王熙凤听了此话,才抬头看向满身满脸都是泥,额头还有些许擦伤的丫丫,冲她招了招手道:“丫丫过来。跟奶奶说说是怎么回事儿?”
丫丫吓得越发的往墙根上缩了缩,贾琏笑道:“那孩子怕是也被吓坏了,”不待贾琏说完,春哥儿抬起小脑袋,看着王熙凤的泪脸,伸出乌黑的泥手一边儿给她擦泪,一边儿道:“小兔兔,跑了,大狗狗,汪汪。”
贾琏被春哥儿打断了话头,又见王熙凤满脸都被春哥儿糊上了泥,不由得没好气的敲了下春哥儿的脑袋道:“你还知道那是狗呢!”
见王熙凤一脸不解,贾琏才解释道:“这小子追野兔子呢,结果没抓到,就去抓狗,那狗原也不咬人,谁知这小子竟拿着石头去砸狗。”
王熙凤听到这里,脸色再度白了三分,不由得抓着春哥儿的胳膊腿儿的检查。贾琏笑道:“若不是丫丫见那狗儿追过来,抱着春哥儿从土牙子上滚了下去,怕是俩人都会被咬。”
听到这里,王熙凤忙问道:“伤着没?那土牙子可高?”贾琏笑道:“这小子倒是好好儿的,就是丫丫的额头被矮树枝儿刮破了衣裳,额头也在地上擦伤了。不过还好都没大事儿。”如此王熙凤才算是松了口气儿。

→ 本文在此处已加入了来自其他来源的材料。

PR #8031, opened 2025-01-01
[climate/template]: New template climate component

### LINKED ISSUE #2783: Template climate platform
There are many cases where directly unsupported HVAC devices could be added to ESPHome if a Template climate platform would exist.
- for unsupported IR devices lambdas could be used to call directly various library functions (see Hagakurje's example below)
- standard ESPHome triggers and actions could be used to call ModBUS or even Remote Transmitter stuff
- some simpler devices could be controlled with switches etc.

待收拾妥当,王熙凤拉着丫丫那是狠狠地夸了又夸,不但让人给她梳洗干净换了衣裳,更是拿出上好的外伤膏子给她擦在额角,还让平儿从库房里挑了两段儿好的尺头出来,给她裁新衣裳。
这边儿刚安顿妥当,邢夫人便得了信儿,在迎春的搀扶下赶了过来。
同样是拉着春哥儿上上下下仔细的检查过后,又拉着丫丫狠狠地夸赞。向来除了对自家几个人大方,对谁那都是吝啬得要命的邢夫人,这次居然也拿出了一对耳坠子赏给丫丫。
虽然只是一对琉璃坠子,可丫丫仍旧是喜欢的不得了!看得王熙凤点着她额头道:“可见是没见过好东西!说着又赏了丫丫一对金裸子,一对银裸子。丫丫可从来没得过这许多的赏赐,一时间也忘了害怕,大大的眼睛也弯成了一条缝儿。
等忙活完了春哥儿的事儿,打发了丫丫和春哥儿下去,王熙凤才发作了那奶娘,换了旁的人照顾春哥儿。
此时王熙凤才有了心思打趣迎春道:“瞧瞧,这可不是将来的状元夫人吗?怎么还不快去绣你的嫁妆,杵在我这儿做什么啊?”迎春那性子,哪里就经得起王熙凤这般打趣儿了?只管站在邢夫人身后,低着头红着脸庞。
经过王熙凤这么一提醒,邢夫人倒是想起来今日开考的事儿,又忙对贾琏问道:“琏儿瞧着保州那孩子能考上吗?”
贾琏一愣,笑道:“母亲,我若是主考官您这算是问着了,偏我又不是。”说着叹口气道:“我还没进过那贡院的大门呢!”刚说到这里,贾琏一身的落寞又突然散尽,有些好笑的说道:“不过我瞧着那小子倒是心有成竹的模样,一点儿也不见紧张。”
邢夫人与王熙凤都有些好奇的问道:“这话儿怎地说的?”迎春虽没说话儿,却也拿眼往贾琏瞧了过来。贾琏遂又将之前在贡院门前云保州那番话,学了给她几个听。一时间几人又都笑了起来,只等着云保州考了出来看榜。(未完待续。)